When this takes place, you will not only recognize who shortchanged you but how to get your emotional change back. The way you give the change back to your parents who failed to meet significant needs is that you give back the shame you have carried for them into your adulthood. For example, a child learns that s/he matters when the parent spends significant time with them on their terms and not the parents’ terms. When this does not happen, the child concludes without conversation that they matter less than other things. The need for connection and knowing they are valued is so great at this young impressionable age, that the child will seek ways to get mom and dad’s attention in order to know they matter. The child may try to be a family hero, scapegoat, or achiever in one form or another, all examples of seeking the parent’s attention to know that they are significant and matter to the parent. This is often carried out subconsciously by the child.

So, in the development of a wise-mind adult, you seek to recognize these unmet needs and consciously give back to mom and dad your carried shame. By that you converse with them and share the unmet need from childhood and how you have carried shame for not mattering. You can explain that now you are aware that there have been many things you have done to get their attention only to never be able to do enough to know that you mattered down deep. This dynamic may very well be unintentional on your parent’s part. Yet, by recognizing this and sharing it with them, you can give them back the shame that you have carried of not being good enough to matter. It is the parent’s role to connect with you as a child in meaningful ways by spending sufficient time with you on your terms in order for you to know that you do matter.

If your parents are deceased, or unwilling to have the conversation, then you can have a powerful discussion without them by putting them in an empty chair with someone present who you trust and will give you a fair hearing. With this trust support by your side, you can put your mother or father metaphorically in the empty chair and have a healing conversation.
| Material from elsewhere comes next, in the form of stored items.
PR #3051, opened 2022-01-06
Fix: generate docs for Terraform ComponentDefinition

zzxwill:
Generated kubevela.io docs for Terraform typed ComponentDefinition
with `vela def gen-doc xxx` cli.

Fixes #

I have:

### DIFF
--- a/pkg/controller/utils/capability.go
+++ b/pkg/controller/utils/capability.go
@@ -190,9 +190,16 @@ func GetOpenAPISchemaFromTerraformComponentDefinition(configuration string) ([]b
 // GetTerraformConfigurationFromRemote gets Terraform Configuration(HCL)
 func GetTerraformConfigurationFromRemote(name, remoteURL, remotePath string) (string, error) {
 	tmpPath := filepath.Join("./tmp/terraform", name)
+	// Check if the directory exists. If yes, remove it.
+	if _, err := os.Stat(tmpPath); err == nil {
+		err := os.RemoveAll(tmpPath)
+		if err != nil {
+			return "", errors.Wrap(err, "failed to remove the directory")
+		}
+	}
 	_, err := git.PlainClone(tmpPath, false, &git.CloneOptions{
 		URL:      remoteURL,
-		Progress: os.Stdout,
+		Progress: nil,
 	})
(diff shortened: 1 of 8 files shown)


references/cli/def.go
```diff
@@ -325,6 +327,40 @@ func NewDefinitionGetCommand(c common.Args) *cobra.Command {
 	return cmd
 }
 
+// NewDefinitionGenDocCommand create the `vela def gen-doc` command to generate documentation of definitions
+func NewDefinitionGenDocCommand() *cobra.Command {
+	cmd := &cobra.Command{
+		Use:   "gen-doc NAME",
+		Short: "Generate documentation of definitions (Only Terraform typed definitions are supported)",
```
wonderflow, line 334: can we also support other cue based definition?

zzxwill: Yes, it's in my plan. This feature is the official feature by CLI to generate docs for KubeVela definitions (this was supported by https://github.com/oam-dev/kubevela/blob/master/hack/references/generate.go). I tried to generate all definitions (including workflowstep), but 1) there were some blockers to run the tool, 2) the generated docs differs from thoes hosted in kubevela.io. So I plan to support Terraform typed definition first, and then for all components, traits, policy and workflow. Is that okay?

pkg/controller/utils/capability.go
```diff
@@ -190,9 +190,16 @@ func GetOpenAPISchemaFromTerraformComponentDefinition(configuration string) ([]b
 // GetTerraformConfigurationFromRemote gets Terraform Configuration(HCL)
 func GetTerraformConfigurationFromRemote(name, remoteURL, remotePath string) (string, error) {
 	tmpPath := filepath.Join("./tmp/terraform", name)
+	// Check if the directory exists. If yes, remove it.
```
zzxwill, line 193: @FogDong Here are two modifications of this method. Please help check whether they are okay with you.

references/cli/def.go
wonderflow: sure,thanks

wonderflow (approved):

Somefive (approved):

Remember, this conversation is for you to heal not to lay blame at your parents’ feet. You can be direct and respectful with kindness at the same time.

It is possible to stop destructive and damaging behaviors without resolving unmet childhood emotional needs. You can put a cork in the bottle and stop a destructive pattern of addictive drinking or other hurtful behaviors. However, without doing this work, you are unlikely to drain the pool of pain in your life which will continue to sabotage healthy relational connections. It is important to scrub the childhood wounds that result from unmet childhood emotional needs. As you do this work, you will not only recognize who shortchanged you but you will be able to get the emotional change back because you will become the empowered change agent of your own life and destiny.

Your task in identifying the shortchange is to recognize where to roll up your sleeves to do emotional work. It is not to get you to hate your parents and get stuck with blame. However, it is understanding that leads to healing, not blame. If you do hate or are angry with your parents for their abuse or lack of meeting your needs, your recognition is the beginning of the work. Do it to transform negative emotions into healing experiences.